Converting Data to a Useful Form

Data is seldom in a form ready for use in a simulation model. Usually, some analysis and conversion needs to be performed for data to be useful as an input parameter to the simulation. Random phenomena must be fitted to some standard, theoretical distribution such as a normal or exponential distribution (Law and Kelton, 1991), or be input as a frequency distribution. Activities may need to be grouped together to simplify the description of the system operation.

Distribution Fitting To define a distribution using a theoretical distribution requires that the data, if available, be fit to an appropriate distribution that best describes the variable. ProModel includes the Stat::Fit distribution fitting package which assists in fitting sample data to a suitable theoretical distribution. An alternative to using a standard theoretical distribution is to summarize the data in the form of a frequency distribution that can be used directly in the model. A frequency distribution is sometimes referred to as an empirical or user-defined distribution.

Whether fitting data to a theoretical distribution, or using an empirical distribution, it is often useful to organize the data into a frequency distribution table. Defining a frequency distribution is done by grouping the data into intervals and stating the frequency of occurrence for each particular interval. To illustrate how this is done, the following frequency table tabulates the number and frequency of observations for a particular activity requiring a certain range of time to perform.

Frequency Distributions of Delivery Times

Delivery Time (days)

Number of Observations

Percentage

Cumulative Percentage

0 - 1

25

16.5

16.5

1 - 2

33

21.7

38.2

2 - 3

30

19.7

57.9

3 - 4

22

14.5

72.4

4 - 5

14

9.2

81.6

5 - 6

10

6.6

88.2

6 - 7

7

4.6

92.8

7 - 8

5

3.3

96.1

8 - 9

4

2.6

98.7

9 - 10

2

1.3

100.0

Total Number of Observations = 152

While there are rules that have been proposed for determining the interval or cell size, the best approach is to make sure that enough cells are defined to show a gradual transition in values, yet not so many cells that groupings become obscured.

Note in the last column of the frequency table that the percentage for each interval may be expressed optionally as a cumulative percentage. This helps verify that all 100% of the possibilities are included.
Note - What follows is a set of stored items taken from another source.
PR #6035, opened 2022-10-26
arvo: retool for goerli instead of deprecated ropsten

liam-fitzgerald:
Ropsten is so over.
Fortunately, we are so back with a fresh testnet on Goerli.

Went ahead and renamed all instances of `ropsten` to `goerli`

Exceptions/Comments:
- I don't quite understand what's going on in `gen/tx.hoon`, it defaults to ropsten? so I guess it's not actually being used
- `sur/dice.hoon` retains %ropsten to avoid having to write a redundant state upgrade
- The ropsten nix derivations are broken anyway (still refer to `+contracts` being in zuse.hoon), is it worth upgrading the naming there?
- This can't be tested until the corresponding bridge work is finished


liam-fitzgerald:
also: is +launch just the block where azimuth ownership was transferred to ecliptic?

philipcmonk:
+launch is the block where the first contract was deployed.  leaving the nix stuff is fine.

liam-fitzgerald:
sorry, I actually meant +public

philipcmonk:
It looks like probably yes, but i think only gaze uses it, so @Fang- would know.

zalberico:
> * This can't be tested until the corresponding bridge work is finished

What corresponding bridge work - does that exist in an issue or PR somewhere? I don't want this to sit around forever with no path to us merging it. Is anything currently blocking it?

jalehman:
@yosoyubik would you mind reviewing this and, upon your approval, we'll merge?

yosoyubik (approved):
I was not able to do a proper end-to-end test because of [this](https://github.com/urbit/bridge/issues/1096), but I've tested the backend part of it (that concerns this PR) by running a ship with both /app/azimuth and /app/roller hooked up to goerli, inspected their naive states and confirmed that the right contracts are called (both L1 and L2 points are retrieved) by comparing to etherscan so I approve this PR.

When gathering samples from a static population, one can apply descriptive statistics and draw reasonable inferences about the population. When gathering data from a dynamic and possibly time varying system, however, one must be sensitive to trends, patterns, and cycles that may occur with time. The samples drawn may not actually be homogenous samples and, therefore, unsuitable for applying simple descriptive techniques.

Activity Grouping Another consideration in converting data to a useful form is the way in which activities are grouped for modeling purposes. Often it is helpful to group activities together so long as important detail is not sacrificed. This makes models easier to define and more manageable to analyze. In grouping multiple activities into a single activity time for simplification, consideration needs to be given as to whether activities are performed in parallel or in series. If activities are done in parallel or with any overlap, the time during which overlapping occurs should not be additive.

Serial activities are always additive. For example, if a series of activities is performed on an entity at a location, rather than specifying the time for each activity, it may be possible to sum activity times and enter a single time or time distribution.